At the same time, OECM status may create opportunities for sustainable financing mechanisms, including payments for ecosystem services, carbon credits, and community-based ecotourism development. However, experts argue such initiatives must be designed to ensure equitable benefit-sharing with local communities, particularly the Chepang people, who have historically faced economic marginalization.

The local Chepangs also collect a variety of wild medicinal herbs from the forest, such as wild climbers (Burjo and Gurjo lahara), as well as wild yam (Ban tarul), wild fruits such as chutrey and kale gedi, and other edible non-timber forest products. The forests also harbor a rich diversity of bird species. Linking these traditional practices to viable economic outputs could help secure sustainable livelihoods while supporting the continuation of their traditional knowledge.

There is a concern that the OECM designation could lead to bans on certain traditional practices,  including hunting, which may limit resources and create stress and uncertainty within the community. For example, hunting bats is one of the traditional practices of the Chepang community during the Chiuri tree harvest month. If OECMs are governed primarily through state-led structures, they may impose restrictions similar to those found in conventional protected areas.

A Chepang woman preparing a net, which is used for Bat hunting in Korak, Chitwan. Image by author. Used with permission.

It is therefore essential that community members, representative of the Chepang community, the Nepal Chepang Association, and associated civil society and community-based organizations are clearly informed and meaningfully engaged with the OECM framework before it is fully implemented. The enforcement of regulations by external governing bodies, without adequate consultation and consent, may lead to conflicts over land rights, resource access, and the continuation of spiritual and cultural practices, ultimately disrupting the symbiotic relationship between indigenous peoples and their environment.

OECMs are often perceived to be synonymous with protected areas, but there are key differences.
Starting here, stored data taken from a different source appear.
Issue #571, opened 2022-12-19
Error: Index was outside the bounds of the array.   at Snowflake.Data.Core.SFStatement.TrimSql


Coder3333:
### Issue description
The 2.0.19 .Net driver is throwing this "Index was outside the bounds of the array" error when I run a script that creates a stored procedure.  This same scripts run without error using the 2.0.8 version of the .Net driver with a .Net Core 3.1 application.

The procedure code being run does have a "/* */" block at the end, which I assume the TrimSql method is trying to remove.

### Error log

System.IndexOutOfRangeException: Index was outside the bounds of the array.\r\n   at Snowflake.Data.Core.SFStatement.TrimSql(String originalSql)\r\n   at Snowflake.Data.Core.SFStatement.ExecuteAsync(Int32 timeout, String sql, Dictionary`2 bindings, Boolean describeOnly, CancellationToken cancellationToken)\r\n   at Snowflake.Data.Client.SnowflakeDbCommand.ExecuteNonQueryAsync(CancellationToken cancellationToken)\r\n   at

### Configuration
2.0.19 .Net 6

*Server version:* 
6.41.2

*Client OS:* Windows 10

Coder3333:
I see from the source code that the "sqlQueryLen" variable is not updated inside the do loop.  I am quite certain this is what is causing the index out of range error with "sqlQueryBuf[idx + 1]" inside the do loop.  Perhaps just moving "var sqlQueryLen = sqlQueryBuf.Length;" inside the do loop would take care of the issue.

Coder3333:
I believe the problem line must be "builder.Append(sqlQueryBuf[idx]);", as the "idx" variable can be changed before this line to a value outside the bounds of the array.

Coder3333:
I have submitted a pull request to address this bug.

https://github.com/snowflakedb/snowflake-connector-net/pull/573

sfc-gh-igarish:
Please try latest version. It's fixed.

PR #573, opened 2022-12-20
Ef trim sql bug

Coder3333:
Addresses https://github.com/snowflakedb/snowflake-connector-net/issues/571 bug, which causes an exception from TrimSql when there is a comment at the end of the statement.

System.IndexOutOfRangeException: Index was outside the bounds of the array.\r\n at Snowflake.Data.Core.SFStatement.TrimSql(String originalSql)\r\n at Snowflake.Data.Core.SFStatement.ExecuteAsync(Int32 timeout, String sql, Dictionary`2 bindings, Boolean describeOnly, CancellationToken cancellationToken)\r\n at Snowflake.Data.Client.SnowflakeDbCommand.ExecuteNonQueryAsync(CancellationToken cancellationToken)\r\n at


Coder3333:
It looks like you created a new PR with my changes, so I will cancel this one.

https://github.com/snowflakedb/snowflake-connector-net/pull/581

There are still concerns due to the historical legacy of protected area formation, which has frequently involved the exclusion of communities and restrictions on their rights to access natural resources.

The failure to meaningfully engage Indigenous Peoples in planning, implementation, and locally-led monitoring has led to conservation projects that disrupt traditional livelihoods, generate conflict, and sometimes even displace entire communities. These outcomes are not isolated incidents; rather, they reflect conservation models that impose one-size-fits-all strategies, often rooted in colonial legacies, without considering the distinct cultural, political, and ecological realities of Indigenous communities.